# Goal of the exercise
Quote only the lines from the top of the listing below down to and including the line with "This change runs".

[Task input]

PR #986, opened 2026-08-26
feat(cppcheck): build SARIF output

martin4861:
The cppcheck aspect ran `cppcheck` three times: human, a separate text run parsed into SARIF, and xml. The text run did not produce usable SARIF.

This change runs `cppcheck` twice (human and xml):
- The human run pins `--template={file}:{line}:{column}: {severity}: {message} [{severity} {id}]` so the layout the SARIF parser expects is guaranteed. Its output is directly used as input for the SARIF parser, which has been updated to this format.
- xml output stays and is unchanged

Additional fixes to make the export work:
- `_prefixed` emitted `-I dir` instead of `-Idir`, so include paths were passed as two `argv` entries
- The xml run writes via `--output-file` instead of a stdout redirect, and the file is created up-front because cppcheck writes nothing when it fails before checking starts.
- The aspect now honors `should_visit`, with a new `rule_kinds` parameter on `lint_cppcheck_aspect` defaulting to `["cc_binary", "cc_library"]`.

The `cppcheck` aspect now emits valid SARIF and runs one fewer action per target. 
`lint_cppcheck_aspect` accepts `rule_kinds` (default `["cc_binary", "cc_library"]`) to limit which target kinds are visited.

### Test plan

- Test cases for the SARIF exporter
- Manual tests in `examples/cpp` and our internal code base

### DIFF
--- a/lint/cppcheck.bzl
+++ b/lint/cppcheck.bzl
@@ -37,7 +37,7 @@ def _filter_srcs(rule):
 def _prefixed(list, prefix):
     array = []
     for arg in list:
-        array.append("{} {}".format(prefix, arg))
+        array.append("{}{}".format(prefix, arg))
     return array
 
 def _get_compiler_args(compilation_context):
--- a/lint/cppcheck.bzl
+++ b/lint/cppcheck.bzl
@@ -3,7 +3,7 @@
 
 load("@bazel_tools//tools/cpp:toolchain_utils.bzl", "find_cpp_toolchain")
 load("@rules_cc//cc:defs.bzl", "CcInfo", "cc_common")
-load("//lint/private:lint_aspect.bzl", "LintOptionsInfo", "OPTIONAL_SARIF_PARSER_TOOLCHAIN", "OUTFILE_FORMAT", "noop_lint_action", "output_files", "parse_to_sarif_action")
+load("//lint/private:lint_aspect.bzl", "LintOptionsInfo", "OPTIONAL_SARIF_PARSER_TOOLCHAIN", "OUTFILE_FORMAT", "noop_lint_action", "output_files", "parse_to_sarif_action", "should_visit")
 
 _MNEMONIC = "AspectRulesLintCppCheck"
 
@@ -101,6 +101,9 @@ def cppcheck_action(ctx, compilation_context, executable, srcs, stdout, exit_cod
     )
 
 def _cppcheck_aspect_impl(target, ctx):
+    if not should_visit(ctx.rule, ctx.attr._rule_kinds):
+        return []
+
     if not CcInfo in target:
         return []
 
@@ -138,7 +141,9 @@ def _cppcheck_aspect_impl(target, ctx):
     )
     return [info]
 
-def lint_cppcheck_aspect(binary, verbose = False, args = []):
+DEFAULT_RULE_KINDS = ["cc_binary", "cc_library"]
+
+def lint_cppcheck_aspect(binary, verbose = False, rule_kinds = DEFAULT_RULE_KINDS, args = []):
     """A factory function to create a linter aspect.
 
     Args:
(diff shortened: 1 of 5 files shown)


lint/cppcheck.bzl
```diff
@@ -101,6 +101,9 @@ def cppcheck_action(ctx, compilation_context, executable, srcs, stdout, exit_cod
     )
 
 def _cppcheck_aspect_impl(target, ctx):
+    if not should_visit(ctx.rule, ctx.attr._rule_kinds):
```
jbedard: Can we do the `CcInfo` check first? Just because I assume it's significantly cheaper...

tools/sarif/cppcheck.go
```diff
@@ -0,0 +1,206 @@
...
+	"encoding/json"
+	"encoding/xml"
+	"fmt"
+	"strings"
+)
+
+const sarifSchema = "https://docs.oasis-open.org/sarif/sarif/v2.1.0/errata01/os/schemas/sarif-schema-2.1.0.json"
+const sarifVersion = "2.1.0"
+
+// cppcheck `--xml-version=3` document, see https://cppcheck.sourceforge.io/manual.pdf
```
jbedard: Any idea if `cppcheck` if following any standard XML output format here or is it something they invented? Maybe if they're following a standard we can use this code for something other then `cppcheck` in the future...?

martin4861: I was able to fix the xml output so that it follows a standard xml output format. I still have to keep `cppcheck.go` (but could simplify it), so that we are able to convert `cppcheck`'s xml output to SARIF (for GHA annotations).

(In theory, we could also create the SARIF report out of the human-readable output. But doing this would require us to run `cppcheck` twice, because we always need the xml output to generate the MISRA compliant output. This is a post processing step using the premium tools of `cppcheck`)

jbedard: So this XML is "MISRA compliant"? Can this golang code be used for other tools that output "MISRA compliant output"?

lint/extensions.bzl
```diff
@@ -20,21 +20,21 @@ def _public_build_file_content(line):
...
         for r in mod.tags.cppcheck:
-            # Download cppcheck premium tar files for different platforms
-            # Even though cppcheckpremium is downloaded, it behaves like the free version, if we do not
-            # provide a cppcheck.cfg file and license key.
-
+            # cppcheck premium behaves like the free version and does not require a license,
+            # if cppcheck.cfg is removed.
             http_archive(
                 name = r.linux,
-                build_file_content = _public_build_file_content("""filegroup(name = "files", srcs = glob(["**"], exclude = ["cppcheck.cfg"]))"""),
```
jbedard: This seems unrelated to your main change? What is this? Can it be in a separate PR?

martin4861: That's a fix for a bug, which I found when running the linters in `examples/cpp`. I extracted it into https://github.com/aspect-build/rules_lint/pull/994 and will remove this commit from this PR.

tools/sarif/cppcheck.go
martin4861: No, it's not MISRA compliant. In order to keep the implementation easy and to avoid having the xml parser, I am now using the properly formatted human readable output, which can be easily parsed (similar to other linters). 

(Note: cppcheck allows to create a SARIF report, but it is missing important information, which we need for the GHA annotations)

jbedard: Ok, that removes the cpp specific golang file which is what I was worried about :+1:

jbedard (approved):

jbedard:
@martin4861 can you update the PR description? I think it's out of date now?

martin4861:
> @martin4861 can you update the PR description? I think it's out of date now?

Thanks for your review and your time. I updated the PR description accordingly!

[/Task input]

# Result of the task
PR #986, opened 2026-08-26
feat(cppcheck): build SARIF output

martin4861:
The cppcheck aspect ran `cppcheck` three times: human, a separate text run parsed into SARIF, and xml. The text run did not produce usable SARIF.

This change runs `cppcheck` twice (human and xml):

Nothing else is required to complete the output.